Russian buyer snaps up £2.7m decoration that was worn by the tsar

A diamond-encrusted military decoration once worn by Russian tsars and their families sold yesterday for a record £2.7m to a private Russian collector.

The Order of St Andrew, dating from 1800 and from the Russian crown jewels, fetched more than four times its estimate of £600,000, setting a new record for any Order at auction.

The 45-carat diamond, measuring 130mm, and weighing 161g, was created to demonstrate the power and wealth of the Russian royals in the early 19th century.

Rosie Innes-Ker, head of Russian art at Sotheby's in London, said she was "absolutely thrilled" with the selling price. The badge, described as a "highly important" piece, would return to Russia with the unnamed buyer.

"It is of great historical importance and we are delighted to say that it was acquired by a Russian private collector who will return it to Russia," she said.
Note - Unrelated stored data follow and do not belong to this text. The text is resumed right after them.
PR #2402, opened 2024-05-02
Implement `--no-plugins` command arg and config setting

ivan-mogilko:
Add `--no-plugins` command line argument, and related config setting, which tells to **not** load plugins from dynamic libraries.
Built-in plugins and stubs are still going to be used in this case (if they are available).

This may be used to either force engine to use built-in plugins, or as a safety measure to run engine without loading any extra binary.

### DIFF
--- a/Engine/plugin/agsplugin.cpp
+++ b/Engine/plugin/agsplugin.cpp
@@ -108,8 +108,8 @@ struct EnginePlugin
     EnginePlugin(const EnginePlugin&) = delete;
     EnginePlugin(EnginePlugin&&) = default;
 
-    AGS::Common::String  filename;
-    AGS::Engine::Library library;
+    String      filename;
+    Library     library;
     bool        available = false;
     std::vector<uint8_t> savedata;
     int         wantHook = 0;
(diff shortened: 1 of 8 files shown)


Engine/plugin/plugin_stubs.cpp
```diff
@@ -62,11 +62,12 @@ bool RegisterPluginStubs(const char* name)
     ccAddExternalStaticFunction("ShellExecute",                 Sc_PluginStub_Void);
     return true;
   }
-  else if (ags_stricmp(name, "agsappopenurl") == 0)
+  else if (ags_stricmp(name, "agsappopenurl") == 0 ||
+           ags_stricmp(name, "ags_SnowRain20") == 0)
```
ericoporto, line 66: I think this is a typo

ivan-mogilko: I put this new line into the wrong condition.

Engine/plugin/agsplugin.cpp
```diff
@@ -1061,47 +1082,31 @@ Engine::GameInitError pl_register_plugins(const std::vector<PluginInfo> &infos)
...
-            AGS::Common::Debug::Printf(kDbgMsg_Info, "Build-in plugin '%s' found and being used.", apl->filename.GetCStr());
-          }
-          else
-          {
-            // Plugin loading has failed at this point, try using built-in plugin function stubs
-            if (RegisterPluginStubs(apl->filename.GetCStr()))
-              AGS::Common::Debug::Printf(kDbgMsg_Info, "Placeholder functions for the plugin '%s' found.", apl->filename.GetCStr());
+            String expect_filename = apl->library.GetFilenameForLib(apl->filename);
+            Debug::Printf(kDbgMsg_Error, "Plugin '%s' could not be loaded (expected '%s'):\n\t%s",
+                apl->filename.GetCStr(), expect_filename.GetCStr());
```
ericoporto: Hey, this debug will crash things instantly because it's missing the last parameter.

ericoporto:
I fixed locally the `Debug::Printf` issue and then run and apparently it works, using `--no-plugins` correctly disables the plugins and removing loads them without a problem.

Issue #2313, opened 2024-01-25
Plugin API: add a CreateScriptArray method


ivan-mogilko:
When a plugin registers a script function that returns a `String`, it must use `IAGSEngine::CreateScriptString` in order to create an internal engine's ScriptString object, that engine knows how to deal with.

But there's no such function for creating a dynamic array object. This means that plugins cannot register script functions that return dynamic arrays.

Optionally same could be done for "user struct" object. The use case for this is when plugin wants to return a managed struct, but not manage that struct type itself: don't provide a type's manager, and have struct's data stored in engine's mem.

ericoporto:
The closest thing for this we already have is the `DynamicArrayHelpers` function to create string arrays - we use for retrieving keys from the dictionary and the set.

https://github.com/adventuregamestudio/ags/blob/ced74c55e6b24a6c64e6e8a76f75f925d7915cdc/Engine/ac/dynobj/cc_dynamicarray.cpp#L100-L117

ivan-mogilko:
> Don't know how to make this generic for any object as plugin interface. Take both void* and handle of each element?

If a plugin returns dynamic array, then it knows the type and size of elements. The engine only need to know the size of element, and its count, in order to create a buffer of necessary length. Plugin will be supposed to write the memory itself.

Since we support RTTI in ags4, then perhaps "type" could be another argument, but it's not clear to me how plugin may know which value to pass.

> We never in script take an array as input! So the reverse of receiving an array as input in a plugin would take more effort.

Plugin can receive arrays just like it can receive strings: a pointer to a buffer of memory.

PR #2403, opened 2024-05-02
Engine: replace a "plugin return value" hack with something appropriate

ivan-mogilko:
Necessary for #2313 (indirectly).

There is this very old hack which I invented while porting script VM to 64-bit back in 2012. When I've been rewriting script VM to work with RuntimeScriptValue struct, instead of a plain int32, plugins were becoming an issue, because there was no way to change the return values of their functions without modifying plugin API (and each existing plugin). And if we keep plugin functions cast to something returning an int, then we cannot know if that's a pointer, and which kind of a pointer that is (which exactly dynamic object type).

Back then I introduced a "temporary" hack: have a GlobalReturnValue object, which is assigned whenever plugin does *anything* related to the managed objects: create, register, resolve a handle, add reference, and so forth. Then *hope* that it is the value that the plugin is intending to return from its function. Silly as it is, this naive solution actually worked, for the actively used plugins at least. That's why it was forgotten about and never replaced.

But of course this is not a correct solution, simply because a plugin does not have to return a dynamic object that it touched last, it may return something completely different, previously saved instead.

The new solution I'm trying here is based on a simple but more logical assumption:
1. A plugin's return value is either a primitive type (int or float) or a memory address.
2. If it's a memory address, then this must be a managed object's address, as AGS script does not support plain pointers returned from a function (at least as of now).
3. If it's a managed object, then we may quickly search for it in the dynamic memory manager (it has a hashtable that resolves addresses to handles).

Therefore, we try the plugin function's return value as a address, and ask for its respective IScriptObject (dynamic object manager). If we succeeded, then we may assign a RuntimeScriptValue as a "Script Object". If we fail, we assign one as a "Plugin Argument", which may be anything else.

---

TEST LIST:

- [x] Win x32 engine
- [ ] Win x64 engine
- [ ] Linux x64 engine
- [ ] OSX x64 engine
- [ ] Android
- [ ] Performance test

### DIFF
--- a/Engine/ac/dynobj/dynobj_manager.cpp
+++ b/Engine/ac/dynobj/dynobj_manager.cpp
@@ -108,6 +108,15 @@ ScriptValueType ccGetObjectAddressAndManagerFromHandle(int32_t handle, void *&ob
     return obj_type;
 }
 
+ScriptValueType ccTryGetObjectManagerFromAddress(void *address, IScriptObject *&manager)
+{
+    if (address == nullptr) {
+        manager = nullptr;
+        return kScValUndefined;
+    }
+    return pool.FindManagerForAddress(address, manager);
+}
+
 int ccAddObjectReference(int32_t handle) {
     if (handle == 0)
         return 0;
--- a/Engine/ac/dynobj/dynobj_manager.h
+++ b/Engine/ac/dynobj/dynobj_manager.h
@@ -30,25 +30,28 @@ using namespace AGS; // FIXME later
 
 // register a memory handle for the object and allow script
 // pointers to point to it
-extern int32_t ccRegisterManagedObject(void *object, IScriptObject *, ScriptValueType obj_type = kScValScriptObject);
+int32_t ccRegisterManagedObject(void *object, IScriptObject *, ScriptValueType obj_type = kScValScriptObject);
 // register a de-serialized object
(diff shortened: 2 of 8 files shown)


ericoporto:
I don't understand most of this but if the issue is testing in other platforms I can test, but I need to be told how to test this - I can build and run things on them, but I don't know if there is any specific here beyond "plugin that already works keeps working".

ivan-mogilko:
A small update.

I have successfully tested changing return value of "call function" to intptr_t on Windows and Linux, so likely that part might work.
See commit that does only that: 8795c02d7b3a7bbe56eaf3b624327f1b53b844f1

On another hand, I realized a problem which I've missed previously: it's the case when the plugin's function is "void". Because we do not know the return type, we cast each function to a type that returns "int" (or "intptr_t"). If the pointed function is actually "void", then return value will be undefined, but most likely contain random garbage, like some nearby value from the stack.

This "works" so far, because engine does not do anything meaningful with this value, only stores it in a RuntimeScriptValue struct, which is later simply dropped. But if I try to test this value for being a registered script object, as I mentioned in my plan, then this may lead to all kind of unexpected results.

Which in turn means that this proposed solution is going to be even less reliable than the existing one.

ivan-mogilko:
Resolved this differently, see commits:
7ce589e1426afd204d6f7852090a5ab7542856dd
975ffc2b268cedbef7ab11864f185333bf574bdd

Issue #494, opened 2020-06-22
[BUG] CMake error with "target_compile_definitions" and environment variables


Subburaj47:
**Describe the bug**
I believe the minimum_required_version in the available CMakes are 2.8. I face a problem with the cmake while cmake runs in 2.8 versions. 

1. The cmake function "target_compile_definitions" seems to be an unknown command.
2. "CMAKE_LANGUAGES_COMPILER_ENV_VAR" and "CMAKE_LANGUAGES_COMPILER" modules are not found.

**To Reproduce**
Have a 2.8 version of cmake available in the build system. Checkout the 3.0.0 SDK and trigger the cmake. 

**Expected behavior**
CMake would have got executed peacefully and subsequently the build.

**SDK version number**
SDK version used is 3.0.0

**Platform (please complete the following information):**
running in linux.

**Additional context**
Any option other than the cmake version upgrades would help
[amazon-kinesis-video-streams-producer-sdk-cpp.log](https://github.com/awslabs/amazon-kinesis-video-streams-producer-sdk-cpp/files/4813699/amazon-kinesis-video-streams-producer-sdk-cpp.log)
.

Sean-Der:
@Subburaj47 Thanks for the report!

What Linux distro + version are you using? Will reproduce this today, thanks!

Subburaj47:
@Sean-Der : Running on a thirdparty system. Here are the details.
/mnt/ramdisk/root # cat /proc/version
Linux version 3.10.104+ (charlie@isbu-virtual-machine) (gcc version 5.2.1 20151005 (Linaro GCC 5.2-2015.11-2) ) #1 PREEMPT Mon May 18 16:01:21 CST 2020

MushMal:
Seems that CMake 2.8.11 contains target_compile_definitions

https://cmake.org/cmake/help/v2.8.11/cmake.html#command:target_compile_definitions

and this is the earliest version that started to have the directive.

We should update the make file to reflect this

MushMal:
This is fixed

PR #498, opened 2020-06-29
Update cmake version to be more specific

lherman-cs:
Issue #494 

The PR will add a specific supported CMake version to the CI so that if we accidentally use a feature that's not available in the supported version, the CI will fail.  

### DIFF
--- a/.travis.yml
+++ b/.travis.yml
@@ -57,7 +57,7 @@ matrix:
         # At least one of jobs should use a specific version of cmake so that we know the lower bound version
         - cmake --version
         - sudo rm `which cmake`
-        - sh -c "wget https://cmake.org/files/v3.12/cmake-3.12.4.tar.gz && tar -xf cmake-3.* && cd cmake-3.12.4 && ./bootstrap && make -j4 && sudo make install"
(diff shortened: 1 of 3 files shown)


lherman-cs:
@MushMal I'm not really sure. But, to be safe, I'll add this to C Producer and WebRTC so that we can always know if we accidentally use a feature that's not available in the current cmake version.

.travis.yml
```diff
@@ -54,6 +54,12 @@ matrix:
       os: linux
       compiler: gcc
       before_script:
+        # At least one of jobs should use a specific version of cmake so that we know the lower bound version
+        - cmake --version
+        - sudo rm `which cmake`
+        - sh -c "wget https://cmake.org/files/v3.12/cmake-3.12.4.tar.gz && tar -xf cmake-3.* && cd cmake-3.12.4 && ./bootstrap && make -j4 && sudo make install"
```
lherman-cs, line 60: Unfortunately, 3.12.4 is the lowest common denominator. Although, if we look at our dependencies, the highest requirement is 3.0. But, for whatever reason, it couldn't find OpenSSL properly when I used 3.0.

Issue #538, opened 2020-08-11
[BUG] Use of `using namespace std;` and `using namespace std::chrono;` should be forbidden and breaks this code's ability to be used in many cases


emersonknapp:
**Describe the bug**
Headers in this library use `using namespace std;` and `using namespace std::chrono;` (see example https://github.com/awslabs/amazon-kinesis-video-streams-producer-sdk-cpp/blob/master/src/StreamDefinition.h#L18) 

This means that, for example, when I link against a library that uses boost's `time_point`, my code cannot compile because of ambiguous definitions. It is C++ best practice to never `using namespace` in a header because it can inadvertently change the meaning of downstream code, and its effects cannot be undone by the consuming code.

**To Reproduce**

**Expected behavior**

**SDK version number**
Include the SDK version you are running. If it is a specific commit on master branch, include that

**Open source building**
If it is a build issue, include 3rd party library version and steps to how you are building it

**Screenshots**

**Platform (please complete the following information):**
 - OS: [e.g. Linux, Windows]
 - Processor: [e.g. ARMv5]
 - Version [e.g. 18.04]

**Additional context**

MushMal:
+1 on this. @emersonknapp do you want to to take a stab at it? We would love to get public contributions to the codebase

chehefen:
closing this issue as it has been fixed in #544

PR #541, opened 2020-08-12
Remove 'using namespace std' from all headers

emersonknapp:
Closes https://github.com/awslabs/amazon-kinesis-video-streams-producer-sdk-cpp/issues/538

Remove `using namespace std` from all headers in the project, so as to not irreversibly modify the global namespace for users of this library.

### DIFF
--- a/samples/kvs_gstreamer_audio_video_sample.cpp
+++ b/samples/kvs_gstreamer_audio_video_sample.cpp
@@ -15,6 +15,7 @@
 #include <queue>
 
 using namespace std;
+using namespace std::chrono;
 using namespace com::amazonaws::kinesis::video;
 using namespace log4cplus;
 
--- a/samples/kvs_gstreamer_multistream_sample.cpp
+++ b/samples/kvs_gstreamer_multistream_sample.cpp
@@ -9,6 +9,7 @@
 #include <map>
 
 using namespace std;
+using namespace std::chrono;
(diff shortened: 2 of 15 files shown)


emersonknapp:
@mushmal requesting review

emersonknapp:
Ah - I didn't have the gstreamer plugin enabled in my local build

MushMal:
> Ah - I didn't have the gstreamer plugin enabled in my local build

Thanks for taking care of it. The changes look good. Let's wait for the clean build. I am pretty sure the tests will still fail due to the need to have credentials to run against the backend. We will address that by re-submitting the PR

MushMal:
Few more compile errors.

emersonknapp:
Ok looks like tests also don't build by default - noting that I am now using configuration

```
cmake .. -DBUILD_GSTREAMER_PLUGIN=ON -DBUILD_JNI=OFF -DBUILD_DEPENDENCIES=ON -DBUILD_TEST=ON
```

emersonknapp:
@MushMal from what I can tell it is now test failures due to credentials, is that correct?

MushMal:
> @MushMal from what I can tell it is now test failures due to credentials, is that correct?

Oh yes, these are auth failures. Let us take care of it and push the commit

emersonknapp:
Resolved by https://github.com/awslabs/amazon-kinesis-video-streams-producer-sdk-cpp/pull/544

PR #654, opened 2021-02-08
fix producer cpp set correct default for intermittent producer scenar…

hassanctech:
…io and docs

*Issue #, if available:*

*Description of changes:*

### DIFF
--- a/docs/intermittent_producer.md
+++ b/docs/intermittent_producer.md
@@ -1,5 +1,14 @@
-### Intermittent Producer Handling
-Since v3.1.0 of the Producer C++ SDK by default we have automatic handling for intermittent streaming.  This comes at a cost of using 1 extra thread to manage the timer used by the SDK to automatically signal to the KVS back-end that a fragment can be closed out.  If on a prior release of the SDK you were manually setting fields like `stream_info_.streamCaps.frameOrderingMode` you no longer should do that.  An example of this scenario is if you stream for an amount of time, then you stop producing frames (for example the case of a security camera which is only uploading video/audio during a motion event) and then after an unknown amount of time (for example the next motion event) you start streaming again.  This is all automatically handled by the SDK now.
+## What is intermittent streaming?
+Intermittent streaming is when you want to send and stop video at will.  For example consider a doorbell camera which only wants to record motion events.  The application might want to start producing frames as soon as it detects motion and then stop at some point when there is no longer motion and then not stream again until it detects motion. 
+
+## Intermittent Producer Handling
+### Before v3.1.0
+The KVS back-end times out after 30s of not receiving any frames.  If the SDK received frames after 30+ seconds of no frames then it would error.  We introduced a complex way for client applications to be able to make an API call which would signal to the backend that we're done recording and to close out the session.  However this does not work in cases where the stream application doesn't know that it's "done" streaming and it also doesn't know in advance whether or not it will need to stream again within the next 30s. 
+
+
+## Since v3.1.0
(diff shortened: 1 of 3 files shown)


src/StreamDefinition.cpp
```diff
@@ -108,7 +108,7 @@ void StreamDefinition::addTrack(const uint64_t track_id,
                                 MKV_TRACK_INFO_TYPE track_type,
                                 const uint8_t* codecPrivateData,
                                 uint32_t codecPrivateDataSize) {
-    stream_info_.streamCaps.frameOrderingMode = FRAME_ORDERING_MODE_MULTI_TRACK_AV_COMPARE_PTS_ONE_MS_COMPENSATE;
+    stream_info_.streamCaps.frameOrderingMode = FRAME_ORDERING_MODE_MULTI_TRACK_AV_COMPARE_PTS_ONE_MS_COMPENSATE_EOFR;
```
sharadrj, line 111: These modes are inscrutable for customers :(
Not needed for this PR, but eventually we should remove frameOrderingMode altogether as a customer controlled setting.

docs/intermittent_producer.md
```diff
@@ -0,0 +1,12 @@
+### Intermittent Producer Handling
+Since v3.1.0 of the Producer C++ SDK by default we have automatic handling for intermittent streaming.  This comes at a cost of using 1 extra thread to manage the timer used by the SDK to automatically signal to the KVS back-end that a fragment can be closed out.  If on a prior release of the SDK you were manually setting fields like `stream_info_.streamCaps.frameOrderingMode` you no longer should do that.  An example of this scenario is if you stream for an amount of time, then you stop producing frames (for example the case of a security camera which is only uploading video/audio during a motion event) and then after an unknown amount of time (for example the next motion event) you start streaming again.  This is all automatically handled by the SDK now.
```
sharadrj, line 2: Recommend starting the paragraph by defining what we mean by intermittent streaming, then telling how clients and SDK work in this scenario today, and lastly telling what exactly is "automatically" handled in v3.1. Current flow is roughly backwards, which makes it difficult to create a mental picture of what is happening

src/StreamDefinition.cpp
MushMal: Here we actually hard-code the value rather let the application supply it

MushMal (approved):

src/StreamDefinition.cpp
hassanctech: Right in this PR I'm just updating the hardcoded value but I think @sharadrj is talking about just a few lines down we do have a public API method:      

void setFrameOrderMode(FRAME_ORDER_MODE mode);

We should remove this in the future perhaps in favor of a more user understandable enum which we can document an then internally we can use that value to pick the correct frame order mode.

docs/intermittent_producer.md
hassanctech: Makes sense, see new commits.

docs/intermittent_producer.md
```diff
@@ -0,0 +1,21 @@
+## What is intermittent streaming?
+Intermittent streaming is when you want to send and stop video at will.  For example consider a doorbell camera which only wants to record motion events.  The application might want to start producing frames as soon as it detects motion and then stop at some point when there is no longer motion and then not stream again until it detects motion.
```
sharadrj, line 2: >Intermittent streaming is when you want to send and stop video at will

Should clarify that sending and stopping video at will *without tearing and setting up SDK pipeline again*

disa6302 (approved):

PR #658, opened 2021-02-11
provide option for non-standard GStreamer src/mux plugins which have …

hassanctech:
Introduces new `kvssink` property `disable-buffer-clipping`.  This defaults to false and most users will not need to set it.  However some src/mux elements produce non-standard segment start times.  If you are aware that your src/mux elements do this then you can try to set this value to true.

### DIFF
--- a/src/gstreamer/gstkvssink.cpp
+++ b/src/gstreamer/gstkvssink.cpp
@@ -89,6 +89,7 @@ GST_DEBUG_CATEGORY_STATIC (gst_kvs_sink_debug);
 #define DEFAULT_FRAGMENT_ACKS TRUE
 #define DEFAULT_RESTART_ON_ERROR TRUE
 #define DEFAULT_RECALCULATE_METRICS TRUE
+#define DEFAULT_DISABLE_BUFFER_CLIPPING FALSE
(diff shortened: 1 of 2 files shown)


src/gstreamer/gstkvssink.cpp
```diff
@@ -380,7 +382,7 @@ void create_kinesis_video_stream(GstKvsSink *kvssink) {
     if (data->media_type == AUDIO_VIDEO) {
         stream_definition->addTrack(KVS_SINK_DEFAULT_AUDIO_TRACKID, DEFAULT_AUDIO_TRACK_NAME, kvssink->audio_codec_id, MKV_TRACK_INFO_TYPE_AUDIO);
         // Need to reorder frames to avoid fragment overlap error.
-        stream_definition->setFrameOrderMode(FRAME_ORDERING_MODE_MULTI_TRACK_AV_COMPARE_PTS_ONE_MS_COMPENSATE);
+        stream_definition->setFrameOrderMode(FRAME_ORDERING_MODE_MULTI_TRACK_AV_COMPARE_PTS_ONE_MS_COMPENSATE_EOFR);
```
MushMal, line 385: Niiice

MushMal (approved):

The sale represents an increasingly strong market in Russian art and jewellery which has seen a great rise in prices during the past 12 months. There has been a 32 per cent rise in sales this year compared with the total made in the first six months of last year. In 2007, sales of Russia art reached £89.6m.

Commenting on the growth, Jo Vickery, senior director at Sotheby's, said: "This demonstrates the continued growth in this strong market, further supported by an influx of new buyers and collectors from Russia and the CIS," she said.

A spokesman added that, between 2003 and 2007, sales of Russian art had attracted more than 100 new buyers each year from across the globe with buyers from 58 different countries.

The Order bears a finely enamelled figure of the saint on a cross with diamond borders and the letters, SAPR, supported by a crowned double-headed eagle formed of diamonds, with ruby eyes and gold beak and claws.

In spite of its use by the tsar and his family for state occasions, it was given to various foreign rulers who had shown particular favour to the Russian empire.

The badge was among a number of sumptuous pieces commissioned during the reign of Paul I or in the early years of his successor, Alexander I, and has had an illustrious history, worn by the good and the great of Russian nobility.

When Alexander's favourite sister and confidante, the grand duchess, Catherine Pavlovna, married Duke George of Oldenburg in 1809, the tsar conferred the diamond insignia upon the newly married Duke and gave him the added title of "Imperial Highness". It has since then, been passed down the Tsar's descendants.

The badge's sale comes at the end of three days of Russian artwork auctions at Sotheby's.